Collected data entries:
==================================================
PR #240, opened 2023-05-08
feat: support for rtsp server authentication

brianointel:

## PR Checklist

- [ ] I am not introducing a breaking change (if you are, flag in conventional commit message with `BREAKING CHANGE:` describing the break)
- [ ] I am not introducing a new dependency (add notes below if you are)
  <link to docs PR>


internal/driver/driver.go
```diff
@@ -121,12 +133,51 @@ func (d *Driver) Initialize(sdk interfaces.DeviceServiceSDK) error {
...
+	}
+
+	if rtspAuthRequest.User == "" || rtspAuthRequest.Password == "" {
+		d.lc.Debug("username or password is empty") // this can happen during normal operation
+		w.WriteHeader(http.StatusBadRequest)
+	}
+	credential, edgexErr := d.tryGetCredentials(rtspAuthKey)
+	if edgexErr != nil {
+		d.lc.Warnf("Failed to retrieve credentials for rtsp authentication from the secret store. Have you stored credentials yet for secretName %s?", rtspAuthKey)
+		w.WriteHeader(http.StatusUnauthorized)
```
ajcasagrande: I think we should write in the response body that there is a problem with the configuration. this could help user debug it if they forget to set it up.

internal/driver/driver.go
```diff
@@ -459,6 +511,13 @@ func (d *Driver) newDevice(name string, protocols map[string]models.ProtocolProp
 		Scheme: RtspUriScheme,
 		Host:   fmt.Sprintf("%s:%s", d.rtspHostName, d.rtspTcpPort),
 	}
+	credential, edgexErr := d.tryGetCredentials(rtspAuthKey)
+	if edgexErr != nil {
+		d.lc.Warnf("Failed to get credentials for rtsp authentication from secretName %s", rtspAuthKey)
```
ajcasagrande: I would switch to using the wording from the other log:

```suggestion
		d.lc.Warnf("Failed to retrieve credentials for rtsp authentication from the secret store. Have you stored credentials yet for secretName %s?", rtspAuthKey)
```

internal/driver/types.go
```diff
@@ -0,0 +1,18 @@
+// -*- Mode: Go; indent-tabs-mode: t -*-
+//
+// Copyright (C) 2023 Intel Corporation
+//
+// SPDX-License-Identifier: Apache-2.0
+
+package driver
+
+type RTSPAuthRequest struct {
+	Ip       string `json:"ip"`
```
ajcasagrande: should be `IP`

internal/driver/types.go
```diff
@@ -0,0 +1,18 @@
...
+	User     string `json:"user"`
+	Password string `json:"password"`
+	Path     string `json:"path"`
+	Protocol string `json:"protocol"`
+	Id       string `json:"id"`
```
ajcasagrande: Should be `ID`

internal/driver/driver.go
```diff
@@ -526,11 +585,17 @@ func (d *Driver) newDevice(name string, protocols map[string]models.ProtocolProp
 			fmt.Sprintf("wrong device serial number, expected %s=%s, actual %s=%s", SerialNumber, psn, SerialNumber, sn), nil)
 	}
 
+	rtspUriNoCredentials := &url.URL{
+		Scheme: RtspUriScheme,
+		Host:   fmt.Sprintf("%s:%s", d.rtspHostName, d.rtspTcpPort),
+	}
+	rtspUriNoCredentials.Path = path.Join(Stream, name)
```
ajcasagrande: I do not think you need to store an additional variable here. the regular rtspUri should be unauthenticated, and only the authenticated one is created on the fly and not stored on the device struct.

For example, create the authenticated one separatly, and use it to init the trans: `err = trans.Initialize(fdPath, rtspAuthenticatedUri.String())`

internal/driver/driver.go
```diff
@@ -121,12 +133,51 @@ func (d *Driver) Initialize(sdk interfaces.DeviceServiceSDK) error {
...
+	err = json.Unmarshal(body, &rtspAuthRequest)
+	if err != nil {
+		d.lc.Errorf("could not unmarshal read body: %s", err)
+		w.WriteHeader(http.StatusBadRequest)
+		return
+	}
+
+	if rtspAuthRequest.User == "" || rtspAuthRequest.Password == "" {
+		d.lc.Debug("username or password is empty") // this can happen during normal operation
+		w.WriteHeader(http.StatusBadRequest)
```
ajcasagrande: No, this needs to return 401 Unauthorized as per the mediamtx documentation.

internal/driver/constants.go
```diff
@@ -20,6 +20,8 @@ const (
 	DefaultRtspServerHostName = "localhost"
 	RtspTcpPort               = "RtspTcpPort"
 	DefaultRtspTcpPort        = "8554"
+	RtspAuthenticationServer        = "RtspAuthenticationServer"
+	DefaultRtspAuthenticationServer = "localhost:8000"
```
ajcasagrande, line 24: run go fmt

go.mod
```diff
@@ -55,6 +55,7 @@ require (
 	github.com/nats-io/nats.go v1.25.0 // indirect
 	github.com/nats-io/nkeys v0.4.4 // indirect
 	github.com/nats-io/nuid v1.0.1 // indirect
+	github.com/pkg/errors v0.9.1 // indirect
```
ajcasagrande: hmm, what is bringing in this? Run a `go mod tidy` and make sure it still belongs.

cmd/res/configuration.yaml
```diff
@@ -34,3 +34,4 @@ Device:
 Driver:
   RtspServerHostName: "localhost"
   RtspTcpPort: "8554"
+  RtspAuthenticationServer = "localhost:8000"
```
ajcasagrande:
```suggestion
  RtspAuthenticationServer: "localhost:8000"
```

Dockerfile
```diff
@@ -59,6 +59,7 @@ COPY --from=rtsp /rtsp-simple-server /
 RUN sed -i 's/rtmpDisable: no/rtmpDisable: yes/g' rtsp-simple-server.yml
 RUN sed -i 's/hlsDisable: no/hlsDisable: yes/g' rtsp-simple-server.yml
 RUN sed -i 's/protocols: \[udp, multicast, tcp\]/protocols: \[tcp\]/g' rtsp-simple-server.yml
+RUN sed -i 's,externalAuthenticationURL:,externalAuthenticationURL: http://localhost:8000/rtspauth,g' rtsp-simple-server.yml
```
ajcasagrande, line 62: We need to check and see if this can be overriden via env variables or not.

internal/driver/driver.go
```diff
@@ -34,6 +34,10 @@ import (
 var driver *Driver
 var once sync.Once
 
+const (
+	// Key used in the secret store for RTSP credentials.
```
```suggestion
	// rtspAuthKey defines the secretName used for storing RTSP credentials in the secret store.
```

internal/driver/credentials.go
```diff
@@ -0,0 +1,39 @@
...
+// Credentials encapsulates Username and Password pair.
+type Credentials struct {
+	Username string
+	Password string
+}
+
+const (
+	UsernameKey = "username"
+	PasswordKey = "password"
+)
```
ajcasagrande: still needs to be addressed. delete this block of code, import `"github.com/edgexfoundry/go-mod-bootstrap/v3/bootstrap/secret"`, and then use `secret.UsernameKey` below.

internal/driver/driver.go
```diff
@@ -121,12 +133,51 @@ func (d *Driver) Initialize(sdk interfaces.DeviceServiceSDK) error {
...
 	go d.RefreshExistingDevicePaths()
-
+	go d.StartRtspCredentialServer()
 	return nil
 }
+func (d *Driver) StartRtspCredentialServer() {
+	d.lc.Infof("starting rtsp server")
+	rtspAuthServer := http.NewServeMux()
+	rtspAuthServer.HandleFunc("/rtspauth", d.RTSPCredentialsHandler)
+	http.ListenAndServe(d.rtspAuthenticationServer, rtspAuthServer)
```
ajcasagrande: I think we probably need to add code to Stop the server on `Stop()`

internal/driver/driver.go
```diff
@@ -121,12 +133,51 @@ func (d *Driver) Initialize(sdk interfaces.DeviceServiceSDK) error {
 
 	// Make sure the paths of existing devices are up-to-date.
 	go d.RefreshExistingDevicePaths()
-
+	go d.StartRtspCredentialServer()
 	return nil
 }
+func (d *Driver) StartRtspCredentialServer() {
```
```suggestion
func (d *Driver) StartRTSPCredentialServer() {
```

ajcasagrande (changes requested):
Need to add documentation on what the feature is, how the feature works, and how to set the credentials in the secret store.

ajcasagrande (changes requested):
Need to add documentation on what the feature is, how the feature works, and how to set the credentials in the secret store.

ajcasagrande:
@brianointel Please fill out the PR Checklist

go.mod
brianointel: it's used in credentials.go

internal/driver/driver.go
brianointel: should i do something like this https://github.com/rudderlabs/graceful-shutdown-examples/blob/main/httpserver/main.go

ajcasagrande: @brianointel A little similar, but I think it can be done cleaner by adding a waitgroup and a pointer to the http server in the driver struct. In initialize(), before calling `go StartRTSP...` function, do rtspAuthWaitGroup.Add(1), and as the first line of this StartRTSP... func, do `defer rtspAuthWaitGroup.Done()`. Then in the driver.Stop() function, shutdown the server, and then call `rtspAuthWaitGroup.Wait()`.

go.mod
ajcasagrande: @brianointel No, that uses `github.com/edgexfoundry/go-mod-core-contracts/v2/errors`, and if you check that package, it is not listed as a dependency either. https://github.com/edgexfoundry/go-mod-core-contracts/blob/main/go.mod.

go.mod
```diff
@@ -4,21 +4,31 @@ go 1.20
...
 require (
 	github.com/Microsoft/go-winio v0.6.0 // indirect
 	github.com/OneOfOne/xxhash v1.2.8 // indirect
 	github.com/armon/go-metrics v0.3.10 // indirect
 	github.com/cenkalti/backoff v2.2.1+incompatible // indirect
 	github.com/davecgh/go-spew v1.1.1 // indirect
 	github.com/eclipse/paho.mqtt.golang v1.4.2 // indirect
-	github.com/edgexfoundry/go-mod-bootstrap/v3 v3.0.0-dev.80 // indirect
+	github.com/edgexfoundry/go-mod-bootstrap v0.0.72
+	github.com/edgexfoundry/go-mod-bootstrap/v3 v3.0.0-dev.81 // indirect
```
ajcasagrande: there is something off about this go.mod file. why is it using both v0 and v3 go-mod-bootstrap? Also, there should only be 2 sections and not 3.

lenny-goodell: > there is something off about this go.mod file. why is it using both v0 and v3 go-mod-bootstrap? Also, there should only be 2 sections and not 3.

Wow, that is interesting. @brianointel you need to clear the v0.0.72 from your module cache and find the import that is referencing `github.com/edgexfoundry/go-mod-bootstrap` and fix it to be `github.com/edgexfoundry/go-mod-bootstrap/v3`

internal/driver/credentials.go
```diff
@@ -0,0 +1,35 @@
+// -*- Mode: Go; indent-tabs-mode: t -*-
+//
+// Copyright (C) 2023 Intel Corporation
+//
+// SPDX-License-Identifier: Apache-2.0
+
+package driver
+
+import (
+	"github.com/edgexfoundry/go-mod-bootstrap/bootstrap/secret"
```
ajcasagrande: @brianointel this is where the bad import is coming from. needs to be updated to v3

ajcasagrande (dismissed):
LGTM

ajcasagrande (approved):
==================================================
Exactly one number is the expected answer: the count of lines in the entries where the word "still" is found.

Output
2